PR #7401, opened 2023-06-23
Compare only basename of `os.Args[0]`.

reitermarkus:
# Pull Request

## What? (description)

Only compare the basename of the 0th argument.

## Why? (reasoning)

Took me more than a day to debug why

```c
execl("/sbin/poweroff", "poweroff", (char *)NULL);
```

was not working in https://github.com/siderolabs/extensions/pull/173, only to discover that 

```c
execl("/sbin/poweroff", "/sbin/poweroff", (char *)NULL);
```

does work.

## Acceptance

### DIFF
--- a/internal/app/machined/main.go
+++ b/internal/app/machined/main.go
@@ -13,6 +13,7 @@ import (
 	"net/http"
 	"os"
 	"os/signal"
+	"path/filepath"
 	"syscall"
 	"time"
 
@@ -286,25 +287,25 @@ func run() error {
 }
 
 func main() {
-	switch os.Args[0] {
-	case "/apid":
+	switch filepath.Base(os.Args[0]) {
+	case "apid":
 		apid.Main()
 
 		return
-	case "/trustd":
+	case "trustd":
 		trustd.Main()
 
 		return
 	// Azure uses the hv_utils kernel module to shutdown the node in hyper-v by calling perform_shutdown which will call orderly_poweroff which will call /sbin/poweroff.
-	case "/sbin/poweroff":
+	case "poweroff":
 		poweroff.Main()
 
 		return
-	case "/sbin/wrapperd":
+	case "wrapperd":
 		wrapperd.Main()
 
 		return
-	case "/sbin/dashboard":
+	case "dashboard":
 		dashboard.Main()
 
 		return


frezbo:
`execl("/sbin/poweroff", "/sbin/poweroff", (char *)NULL);` this is the correct usage of `execve`, so seems the library has a bug?

reitermarkus:
> this is the correct usage

I'm pretty sure both variants are correct, so both should be supported.

In fact, `execl("/sbin/init", "poweroff", (char *)NULL);` would also be correct.

frezbo:
> > this is the correct usage
> 
> I'm pretty sure both variants are correct, so both should be supported.
> 
> In fact, `execl("/sbin/init", "poweroff", (char *)NULL);` would also be correct.

it works but the man page says it should be absolute:

```bash
  where  pathname  is  the absolute pathname of the file specified as the first argument of execve(), and arg...  is the series of words pointed to by the argv argument of execve(),
       starting at argv[1].  Note that there is no way to get the argv[0] that was passed to the execve() call.
```

frezbo:
the thing here is using `filepath.Base("/tmp/shutdown")` would also work

reitermarkus:
> it works but the man page says it should be absolute:

That part seems to be from the “Interpreter scripts” section of `execve`, which is specific to how files containing a shebang line are executed.

The man page of `execl` doesn't mention anything about `arg0` needing to be an absolute path or the same as the `path` argument.

frezbo:
true, it's just i've only most places using absolute paths only, I'm a little skeptical of dropping the full path, might need another set of eyes

reitermarkus:
> the thing here is using `filepath.Base("/tmp/shutdown")` would also work

I suspect you mean `/tmp/poweroff` here.

Yes, it would also work, as it should. I would very much expect it to behave like `poweroff` and not like `init` given the name.

frezbo:
> I suspect you mean /tmp/poweroff here.

an malicious actor could have a symlink to `/tmp/powerof` and execute it here (talos immutability should prevent that, but still it's an attack vector)

frezbo:
anyways I'll wait on others to also take a look

smira:
`argv[0]` is controlled by whoever is calling `exec*()`, so this field can contain any value (even without symlinks). the shell passes there the name as it was put on the command line, so I think it's fine to check only `basename` here as it doesn't change much.

smira (approved):

Issue #7373, opened 2023-06-14
research replacing sbsign & ovmfctl with native go library


smira:
See https://github.com/Foxboron/go-uefi

PR #7403, opened 2023-06-23
feat: auto-enroll secure boot keys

=====

→ Problem statement: Each line above with the string "library" should be reported in full.

→ Result of this task:
`execl("/sbin/poweroff", "/sbin/poweroff", (char *)NULL);` this is the correct usage of `execve`, so seems the library has a bug?
research replacing sbsign & ovmfctl with native go library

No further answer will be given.